Different levels in presentation templates
A “presentation template” is usually a PowerPoint file that new employees receive on their first they of work. There is more to a presentation template I think.
Your corporate visual communication style/culture
Consulting firms: lots of complicated diagrams and frameworks, meant for solving a problem rather than presenting
Investment banks: dense text and tables with graphs, meant for reading rather than presenting
Consumer goods company: product packaging shots and bullets
University: list of bullets
Etc. etc.
The actual software file that holds the basis layouts, logo, and colours (this is the one you get on the first day of your employment)

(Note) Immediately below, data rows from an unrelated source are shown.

PR #11863, opened 2021-08-01
Add all browsers versions for FileReader API

queengooborg:
This PR adds real values for all browsers for the `FileReader` API.  The data for the events was copied from their event handler counterparts.  Data for the other features was mirrored from Chrome to Chrome Android and Samsung Internet.  Finally, this corrects the Safari data.

### DIFF
--- a/api/FileReader.json
+++ b/api/FileReader.json
@@ -108,7 +108,7 @@
               "version_added": "7"
             },
             "chrome_android": {
-              "version_added": true
+              "version_added": "18"
             },
             "edge": {
               "version_added": "12"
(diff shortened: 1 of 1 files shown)


ddbeck:
> Finally, any mentions of Safari 6.1 was corrected to Safari 7, since we are removing the 6.1 backport data.

We don't seem to have consensus on that yet (see https://github.com/mdn/browser-compat-data/issues/9423#issuecomment-889162769), only for Safari 6.2. Maybe roll that part back? Or block this PR on a resolution of the data guideline?

vinyldarkscratch:
I've just checked Safari 6 in the collector, and it turns out pretty much every feature was added in Safari 6, not 7 (6.1), so we had bad data to begin with.  I've made the appropriate corrections now!

ddbeck (approved):
Thank you! 🎉

PR #11866, opened 2021-08-01
Add Safari versions for api.NodeList.length

vinyldarkscratch:
This PR adds real values for Safari (Desktop and iOS/iPadOS) for the `length` member of the `NodeList` API, based upon results from the [mdn-bcd-collector](https://mdn-bcd-collector.appspot.com) project (v3.2.2).

Tests Used: https://mdn-bcd-collector.appspot.com/tests/api/NodeList/length

### DIFF
--- a/api/NodeList.json
+++ b/api/NodeList.json
@@ -271,10 +271,10 @@
               "version_added": true
             },
             "safari": {
-              "version_added": true
+              "version_added": "≤4"
             },
             "safari_ios": {
-              "version_added": true
+              "version_added": "≤3"
             },
             "samsunginternet_android": {
               "version_added": true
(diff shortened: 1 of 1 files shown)


lucalves (approved):

api/NodeList.json
```diff
@@ -271,10 +271,10 @@
               "version_added": true
             },
             "safari": {
-              "version_added": true
+              "version_added": "≤4"
```
foolip, line 274: Can you set this to 1 to match the parent feature? This interface makes no sense without the `length` property.

foolip (changes requested):

foolip (approved):

PR #11882, opened 2021-08-02
Correct Chromium versions for HashChangeEvent API

queengooborg:
This PR corrects real values for Chromium (Chrome, Opera, Samsung Internet, WebView Android) for the `HashChangeEvent` API, based upon manual testing.

Test Code Used: 
```js
window.addEventListener('hashchange', function(event) {
  console.log(event);
});

if (location.hash === '#foobar') {
	location.hash = '#foo';
} else {
	location.hash = '#foobar';
}

```


foolip:
Doesn't this duplicate part of https://github.com/mdn/browser-compat-data/pull/11883?

vinyldarkscratch:
It doesn't; this PR is exclusively correcting the existing data, while the other PR is filling in new data.  It appears my PR-creating script is slightly bugged and doesn't properly change the title and description for corrections, I'll have to fix that...

foolip (changes requested):
This will leave BCD inconsistent, as the "hashchange_event" and "onhashchange" still say Chrome 5.

foolip:
> Test Code Used: https://developer.mozilla.org/en-US/docs/Web/API/HashChangeEvent#foobar

Do you mean https://developer.mozilla.org/en-US/docs/Web/API/HashChangeEvent#examples? Can you paste in the exact code tested, for the benefit of future double checking?

vinyldarkscratch:
I've now updated the description to include the proper test code!

foolip:
Looks like support for the event itself and the `HashChangeEvent` interface came about a year apart in WebKit:
https://trac.webkit.org/changeset/46892/webkit
https://trac.webkit.org/changeset/67898/webkit

To avoid having to research this again if we restructure event support data in some way, it would be good to add an initial `partial_support` range for the "hashchange_event" entry with a note that it was fired as an `Event` and not `HashChangeEvent`. @vinyldarkscratch if you're able to test for these two things separately, can you add the correct data?

vinyldarkscratch:
I won't be able to test this until my laptop is back from repairs, unfortunately...  I'll mark this as a draft for now and come back to it once I am able to!

queengooborg:
It appears that in Chrome 7, a regular `Event` was fired, but then in Chrome 8 it was a `HashChangeEvent`.  Data updates incoming!

api/Window.json
```diff
@@ -2678,7 +2678,8 @@
           "spec_url": "https://html.spec.whatwg.org/multipage/indices.html#event-hashchange",
           "support": {
             "chrome": {
-              "version_added": "5"
+              "version_added": "7",
+              "notes": "Before Chrome 8, a regular <code>Event</code> instance was thrown, rather than a <code>HashChangeEvent</code> instance."
```
foolip, line 2682:
```suggestion
              "notes": "In Chrome 8, a regular <code>Event</code> object is fired, rather than a <code>HashChangeEvent</code> object."
```

But how about using two ranges for this, to hide away the irrelevant note for readers on MDN?

foolip (changes requested):

api/Window.json
```diff
@@ -2677,10 +2677,16 @@
...
-              "notes": "Before Chrome 8, a regular <code>Event</code> instance was thrown, rather than a <code>HashChangeEvent</code> instance."
-            },
+            "chrome": [
+              {
+                "version_added": "8"
+              },
+              {
+                "version_added": "7",
+                "version_removed": "8",
+                "notes": "In Chrome 7, a regular <code>Event</code> object is fired, rather than a <code>HashChangeEvent</code> object."
```
foolip, line 2687:
```suggestion
                "notes": "A regular <code>Event</code> object is fired, rather than a <code>HashChangeEvent</code> object."
```

foolip (approved):

foolip (approved):

foolip:
Just as I was about to merge this when I noticed a potential problem in the test code:
```js
if (location.hash === '#foobar') {
	location.hash = '#foo';
} else {
	location.hash = '#foobar';
}

window.addEventListener('hashchange', function(event) {
  console.log(event);
});
```

The event handler here is added after `location.hash` is updated. If the event was initially fired *synchronously* when `location.hash` changes, then this test code wouldn't have caught that. @queengooborg can you test Chrome 5-7 again with this code instead?

```js
window.addEventListener('hashchange', function(event) {
  console.log(event);
});

if (location.hash === '#foobar') {
	location.hash = '#foo';
} else {
	location.hash = '#foobar';
}
```

And also trying to cause the hash to change by clicking links in the page, that will be a different code path than modifying `location.hash` from script.

queengooborg:
Good catch!  I ran the test code in Chrome 1-5 and found that the event was supported in earlier Chrome versions, all the way back to Chrome 4.  I've updated the data accordingly!

foolip:
Thanks @queengooborg! Sorting out such details isn't worthwhile in general, but if changing some existing data I want to be sure it's not regressing correct claims.

foolip (approved):

PR #11883, opened 2021-08-02
Add Chrome/Safari versions for HashChangeEvent API

vinyldarkscratch:
This PR adds real values for Chrome and Safari for the `HashChangeEvent` API, based upon manual testing.

Test Code Used:
```js
if (location.hash === '#foobar') {
	location.hash = '#foo';
} else {
	location.hash = '#foobar';
}

window.addEventListener('hashchange', function(event) {
	alert(event.oldURL);
	alert(event.newURL);
});
```

### DIFF
--- a/api/HashChangeEvent.json
+++ b/api/HashChangeEvent.json
@@ -103,10 +103,10 @@
           "spec_url": "https://html.spec.whatwg.org/multipage/browsing-the-web.html#dom-hashchangeevent-newurl-dev",
           "support": {
             "chrome": {
-              "version_added": true
+              "version_added": "8"
             },
             "chrome_android": {
-              "version_added": true
+              "version_added": "18"
             },
             "edge": {
               "version_added": "12"
@@ -121,22 +121,22 @@
               "version_added": false
             },
             "opera": {
-              "version_added": true
+              "version_added": "≤15"
             },
             "opera_android": {
-              "version_added": true
+              "version_added": "≤14"
             },
             "safari": {
-              "version_added": true
+              "version_added": "5.1"
             },
             "safari_ios": {
-              "version_added": true
+              "version_added": "6"
             },
             "samsunginternet_android": {
-              "version_added": true
+              "version_added": "1.0"
             },
             "webview_android": {
-              "version_added": true
+              "version_added": "≤37"
             }
           },
           "status": {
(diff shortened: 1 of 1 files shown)


api/HashChangeEvent.json
```diff
@@ -121,22 +121,22 @@
               "version_added": false
             },
             "opera": {
-              "version_added": true
+              "version_added": "≤15"
```
foolip, line 124: Can you test Presto while you have the test handy?

foolip (changes requested):

api/HashChangeEvent.json
```diff
@@ -121,22 +121,22 @@
               "version_added": false
             },
             "opera": {
-              "version_added": true
+              "version_added": "15"
```
foolip, line 124: Support for the event interface but none of the properties seemed suspect so I tested Opera 12.16 a bit. `document.createEvent('HashChangeEvent').newURL` is the empty string meaning this was supported in Presto.

foolip (changes requested):

api/HashChangeEvent.json
foolip: Oh, and actually https://staging-dot-mdn-bcd-collector.appspot.com/tests/api/HashChangeEvent can test this now with your recent custom test additions.

api/HashChangeEvent.json
```diff
@@ -121,22 +121,22 @@
...
-              "version_added": true
+              "version_added": "≤12.1"
             },
             "opera_android": {
-              "version_added": true
+              "version_added": "≤12.1"
             },
             "safari": {
-              "version_added": true
+              "version_added": "5.1"
```
foolip, line 130: This also doesn't quite match `onhashchange` data. Can you make bring them into alignment?

api/HashChangeEvent.json
```diff
@@ -103,10 +103,10 @@
           "spec_url": "https://html.spec.whatwg.org/multipage/browsing-the-web.html#dom-hashchangeevent-newurl-dev",
           "support": {
             "chrome": {
-              "version_added": true
+              "version_added": "8"
```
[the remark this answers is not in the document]
vinyldarkscratch: It was just a plain `Event` beforehand; same with Safari.

foolip (approved):

PR #11896, opened 2021-08-03
Improve ranged version descriptions

ddbeck:
#### Summary

This revises the wording describing each of the ranged versions permitted in the schema. The original wording was somewhat misleading, using "some version" when it meant a specific version, with possibly more besides.

This is not meant to change the schema, just how we talk about it.

#### Related issues

Based on feedback from @foolip in https://github.com/mdn/browser-compat-data/pull/11223/files#r658244508.


Elchi3 (approved):
Thanks, this is much better! 👍

foolip (commented):
Look good, thanks!

PR #11909, opened 2021-08-04
Add data guideline for Safari backported releases

vinyldarkscratch:
This PR is an attempt to add a guideline for the Safari backport releases (4.1, 6.1, 6.2, and 7.1) based upon the discussions in #9423.  This removes our initial guideline where we state the version number should be for the backported release, adding a section just below it to document these special Safari releases and what to do to deal with them.

Note: I'm writing this section under the assumption that we will remove ALL backported releases from Safari, though we haven't actually come to a conclusion quite yet.  I'm happy to change this PR as needed!

### DIFF
--- a/docs/data-guidelines.md
+++ b/docs/data-guidelines.md
@@ -166,15 +166,28 @@ For example, although the UI Events specification defines a [`DOM_KEY_LOCATION_S
 
 This guideline was proposed in [#7936](https://github.com/mdn/browser-compat-data/issues/7585), based in part on previous discussion in [#7585](https://github.com/mdn/browser-compat-data/issues/7585).
 
-## Release lines and backported features
+## Release lines
 
 Use version numbers to reflect which _release line_ (major or minor but not patch-level releases) first supported a feature, rather than absolute version numbers.
 
-Typically, BCD does not record absolute version numbers, such as Chrome 76.0.3809.46; instead BCD records significant releases (such as Chrome 76). Use the earliest applicable release line for recording support for a given feature, even when that support change was backported to a previous release of the browser.
-
-For example, if the current release of browser X is version 10.2, but a new feature was backported to previous versions including a new 9.7.1 release, then the supported version is 9.7 (not 10.2 or 9.7.1).
+Typically, BCD does not record absolute version numbers, such as Chrome 76.0.3809.46; instead BCD records significant releases (such as Chrome 76). Use the earliest applicable release line for recording support for a given feature. For example, if a feature was not added in Chrome 76.0.3700.43, but added in Chrome 76.0.3809.46, then the supported version is 76.
 
 This decision was made in [#3953, under the expectation that most users are likely to run the latest minor version of their browser](https://github.com/mdn/browser-compat-data/pull/3953#issuecomment-485847399), but not necessarily the latest version overall.
+
+## Safari backported releases
+
+Safari has released a number of versions as backports of newer releases. These releases have roughly the same features, with exceptions to OS-dependent interfaces such as notifications and media playback.
+
+These releases include the following:
+
+- Safari 4.1 <- 5.0
+- Safari 6.1 <- 7.0
+- Safari 6.2 <- 8.0
+- Safari 7.1 <- 8.0
+
+If a feature is found to be supported in one of these backport releases, set the verion number to the following major version. For example, if a new feature was added in Safari 7.0 and it is present in Safari 6.1, then the supported version is 7.0 (not 6 or 6.1).
+
+This decision was made in [#4679](https://github.com/mdn/browser-compat-data/issues/4679) and [#9423](https://github.com/mdn/browser-compat-data/issues/9423).
 
 ## Safari for iOS versioning
 


foolip (approved):

docs/data-guidelines.md
```diff
@@ -166,16 +166,29 @@ For example, although the UI Events specification defines a [`DOM_KEY_LOCATION_S
 
 This guideline was proposed in [#7936](https://github.com/mdn/browser-compat-data/issues/7585), based in part on previous discussion in [#7585](https://github.com/mdn/browser-compat-data/issues/7585).
 
-## Release lines and backported features
+## Release lines
```
ddbeck, line 169: I don't think we should change the existing guideline. It applies to all browsers, not just Safari. I think this has come up for other browsers (perhaps when `SharedArrayBuffer` was removed?), though it's definitely less prominent.

docs/data-guidelines.md
```diff
@@ -166,16 +166,29 @@ For example, although the UI Events specification defines a [`DOM_KEY_LOCATION_S
...
+## Safari backported releases
+
+Safari has released a number of versions as backports of newer releases. These releases have roughly the same features, with exceptions to OS-dependent interfaces such as notifications and media playback.
+
+These releases include the following:
+
+- Safari 4.1 <- 5.0
+- Safari 6.1 <- 7.0
+- Safari 6.2 <- 8.0
+- Safari 7.1 <- 8.0
```
ddbeck, line 186: I think we should use words here instead of an arrow. I got really confused by this list paired with the example after. I interpreted this list to mean something like, "if something is found to be supported in Safari 8, set the value to Safari 7.1", which I think is the opposite of what's intended?

docs/data-guidelines.md
```diff
@@ -166,16 +166,29 @@ For example, although the UI Events specification defines a [`DOM_KEY_LOCATION_S
...
 
-Typically, BCD does not record absolute version numbers, such as Chrome 76.0.3809.46; instead BCD records significant releases (such as Chrome 76). Use the earliest applicable release line for recording support for a given feature, even when that support change was backported to a previous release of the browser.
-
-For example, if the current release of browser X is version 10.2, but a new feature was backported to previous versions including a new 9.7.1 release, then the supported version is 9.7 (not 10.2 or 9.7.1).
+Typically, BCD does not record absolute version numbers, such as Chrome 76.0.3809.46; instead BCD records significant releases (such as Chrome 76). Use the earliest applicable release line for recording support for a given feature. For example, if a feature was not added in Chrome 76.0.3700.43, but added in Chrome 76.0.3809.46, then the supported version is 76.
 
 This decision was made in [#3953, under the expectation that most users are likely to run the latest minor version of their browser](https://github.com/mdn/browser-compat-data/pull/3953#issuecomment-485847399), but not necessarily the latest version overall.
 
+## Safari backported releases
```
ddbeck, line 177: For this section overall, I'd like to see the structure inverted, to lead with the high-level imperative (i.e., if a release is a known backport, then use the next major version) then fill in with details about backports, versions, etc.

ddbeck (changes requested):
A couple ideas for you, though subject to change depending on the outcome of the issue discussion.

ddbeck:
@vinyldarkscratch hey Vinyl, on the most recent BCD call we talked about this. It sounds like this is ready to re-visit (with the overall decision reflected by the text, my quibbles notwithstanding).

vinyldarkscratch:
> @vinyldarkscratch do you have access to both 1.3 and 2 in order to test for differences between the two?

I do have a Safari 1.3 VM, but unfortunately I don't have access to it at the moment while my laptop is undergoing repairs.  When I get my laptop back, though, I'll be sure to check them out!  (Sadly checking differences will be harder since the collector isn't supported below Safari 3.)

foolip:
I see, hope your laptops comes back strong and healthy from the repairs :)

This isn't really blocking this issue, we can write a guideline and then see after the fact whether Safari 1.3 should be removed or not based on that guideline.

vinyldarkscratch:
Marking this as a draft for the time being!  I'll be revising these docs based upon your review, @ddbeck, and will mark this as ready once I do!

docs/data-guidelines.md
```diff
@@ -166,16 +166,28 @@ For example, although the UI Events specification defines a [`DOM_KEY_LOCATION_S
...
+Typically, BCD does not record absolute version numbers, such as Chrome 76.0.3809.46; instead BCD records significant releases (such as Chrome 76). Use the earliest applicable release line for recording support for a given feature. For example, if a feature was not added in Chrome 76.0.3700.43, but added in Chrome 76.0.3809.46, then the supported version is 76.
 
 This decision was made in [#3953, under the expectation that most users are likely to run the latest minor version of their browser](https://github.com/mdn/browser-compat-data/pull/3953#issuecomment-485847399), but not necessarily the latest version overall.
 
+## Backported releases
+
+Some browsers have created backport releases to include all or most of the features in a new major version, targeted for older operating systems. If a feature is found to be supported in one of these backport releases, set the verion number to the following major version. For example, if a new feature was added in Safari 7.0 and it is present in Safari 6.1, then the supported version is 7.0 (not 6 or 6.1).
```
ddbeck, line 179: I've suggested a pretty substantial rewrite of this paragraph. What I'm I'm trying to achieve here:

* Downplaying the reason for backports (e.g., Node.js uses backporting a lot, but for different reasons)
* Suggesting what to do for backports that we don't have a rule for (e.g., we overlook the complexity of Node.js backports because they don't seem to backport new features far enough for it to matter)

```suggestion
Some browsers have backport releases, where a feature is added or removed in two or more versions at once. If not otherwise covered by this guideline, use the earliest applicable version (as described in the [Release lines](#release-lines) guideline). In some cases, however, you must set the the version number to the following major version. For example, if a new feature was added in Safari 7.0 and in Safari 6.1, then the supported version is 7.0 (not 6 or 6.1).
```

docs/data-guidelines.md
```diff
@@ -166,16 +166,28 @@ For example, although the UI Events specification defines a [`DOM_KEY_LOCATION_S
...
+
+Known backport releases include the following:
+
+- Safari
+  - 4.1 is a backport of 5.0
+  - 6.1 is a backport of 7.0
+  - 6.2 is a backport of 8.0
+  - 7.1 is a backport of 8.0
```
ddbeck, line 187: I'm still confused by this. I think it's because it says what something _is_ and not what to _do_. What do you think of a table like this, maybe?

| If the browser is… | and the version is… | then set the value to… |
|---------|--------------------|------------------------|
| Safari  | 4.1                | 5.0                    |
| Safari  | 6.1                | 7.0                    |
| Safari  | 6.2                | 8.0                    |
| Safari  | 7.1                | 8.0                    |

ddbeck (changes requested):
I think we're getting close! Some suggestions in line comments.

junel17 (commented):
docs/data-guidelines.md

PR #11924, opened 2021-08-05
Adds avoid-page and avoid-column support for break-inside for Firefox

SebastianZ:
#### Summary
Firefox 92 added support for the keywords `avoid-page` and `avoid-column` of the `break-inside` property. See [bug 1722945](https://bugzilla.mozilla.org/show_bug.cgi?id=1722945).

While I was on that I realized that the descriptions were wrong. They included the keywords `column` and `page` which are only available for `break-before` and `break-after` (see https://www.w3.org/TR/css-break-3/#break-between and https://www.w3.org/TR/css-break-3/#break-within). So I removed them.

https://jsfiddle.net/SebastianZ/qukjxtyh/

Sebastian

### DIFF
--- a/css/properties/break-inside.json
+++ b/css/properties/break-inside.json
@@ -67,9 +67,9 @@
               "deprecated": false
             }
           },
-          "column": {
+          "avoid-column": {
             "__compat": {
-              "description": "<code>column</code> and <code>avoid-column</code>",
+              "description": "<code>avoid-column</code>",
               "support": {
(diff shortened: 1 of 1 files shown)


hamishwillee:
As an aside, see https://github.com/mdn/content/issues/7717. There appears to be no top level spec.

ddbeck (approved):
Looks good. Thank you! 🎉

PR #12383, opened 2021-09-13
Remove irrelevant api.HTMLSourceElement.keySystem feature

queengooborg:
This PR removes the irrelevant `keySystem` member of the `HTMLSourceElement` API as per the corresponding [data guidelines](https://github.com/mdn/browser-compat-data/blob/main/docs/data-guidelines.md#removal-of-irrelevant-features). The lack of current support has been confirmed by the [mdn-bcd-collector](https://mdn-bcd-collector.appspot.com) project (v3.3.0), even if the current BCD suggests support.

### DIFF
--- a/api/HTMLSourceElement.json
+++ b/api/HTMLSourceElement.json
@@ -96,65 +96,6 @@
           }
         }
       },
-      "keySystem": {
-        "__compat": {
-          "mdn_url": "https://developer.mozilla.org/docs/Web/API/HTMLSourceElement/keySystem",
-          "support": {
-            "chrome": {
-              "version_added": true
-            },
-            "chrome_android": {
-              "version_added": true
-            },
-            "edge": {
-              "version_added": "≤18"
-            },
-            "firefox": {
-              "version_added": true,
-              "flags": [
-                {
-                  "type": "preference",
-                  "name": "media.eme.enabled",
-                  "value_to_set": "true"
-                }
-              ]
-            },
-            "firefox_android": {
-              "version_added": true,
-              "flags": [
-                {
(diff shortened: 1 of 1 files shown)


queengooborg:
Additional comments: it seems that the `media.eme.enabled` flag has been enabled by default, but this feature is not around in modern Firefox versions.  None of the other browsers support the feature.  I don't see anything in the spec about this feature, and the MDN page is already deleted.

foolip:
This was probably a precursor to https://developer.mozilla.org/docs/Web/API/MediaKeySystemAccess/keySystem

api/HTMLSourceElement.json
```diff
@@ -96,65 +96,6 @@
           }
         }
       },
-      "keySystem": {
-        "__compat": {
-          "mdn_url": "https://developer.mozilla.org/docs/Web/API/HTMLSourceElement/keySystem",
-          "support": {
-            "chrome": {
-              "version_added": true
```
foolip, line 104: I've confirmed that Chromium doesn't has `keySystem` on `HTMLSourceElement`.

api/HTMLSourceElement.json
```diff
@@ -96,65 +96,6 @@
...
-            },
-            "chrome_android": {
-              "version_added": true
-            },
-            "edge": {
-              "version_added": "≤18"
```
foolip, line 110: This seems to also have been wrong, https://developer.mozilla.org/docs/Web/API/MediaKeySystemAccess/keySystem return false in Edge 18.

foolip (approved):

PR #12393, opened 2021-09-14
Remove wrong mdn_url from HTMLBaseFontElement

teoli2003:
These mdn urls don't exist.

They will never exist as this feature is in the progress of being completely removed; only waiting for IE11 to be retired.

(They lead to MDN flaws, hiding real flaws)

### DIFF
--- a/api/HTMLBaseFontElement.json
+++ b/api/HTMLBaseFontElement.json
@@ -53,7 +53,6 @@
       },
       "color": {
         "__compat": {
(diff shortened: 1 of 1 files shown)


foolip (approved):
This will also remove broken links from https://developer.mozilla.org/en-US/docs/Web/API/HTMLBaseFontElement#browser_compatibility 👍

teoli2003:
> This will also remove broken links from https://developer.mozilla.org/en-US/docs/Web/API/HTMLBaseFontElement#browser_compatibility 👍

Yes, this is why I detected them in the first place.

PR #12397, opened 2021-09-15
Remove MediaStreamConstraints dictionary from BCD

queengooborg:
This PR removes the `MediaStreamConstraints` dictionary from BCD, folding its two parameters into the only function that uses it (`api.MediaDevices.getUserMedia`).  This is also preliminary work for the removal of the `MediaTrackConstraints` dictionary as well.


foolip:
Is there an MDN PR for this?

I don't think that capturing whether `audio` and `video` parameters are supported is the thing that matters to web developers, rather it's the next level, constraints like `deviceId` (all tracks), `echoCancellation` (audio tracks), or `frameRate` (video tracks). That's further complicated by `exact` and `ideal` in many contexts.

Running versions of important presentation documents that get constantly updated and tweaked
Sales presentations, each for a different lead or a different customer segment
Quarterly results presentations with - well - different quarterly results
Strategic planning presentations, each one for a different product group
Etc. etc.
Most of the day-to-day presentation work in companies is in step 3, the tweaking of existing documents to update it for the latest sales meeting or board meeting. These presentations are in fact the “templates”, not the empty file.
In most presentation design software the tweaking of an existing slide is tricky and over time a slide degrades after many iterations where users insert the wrong fonts, colours, and trip up a decent slide layout that worked for 5 boxes, but not for 6. (“Template rot”).
The above is true for both existing corporate presentations and shiny new templates purchased online. The latter look amazing fresh off the press, but it shows when a non-designer tried to fit it to her needs.
With SlideMagic we are trying to fix this. Make it easy to create decent looking presentations from scratch, but even more importantly, make it super easy to tweak this presentations, keeping everything aligned on an brand.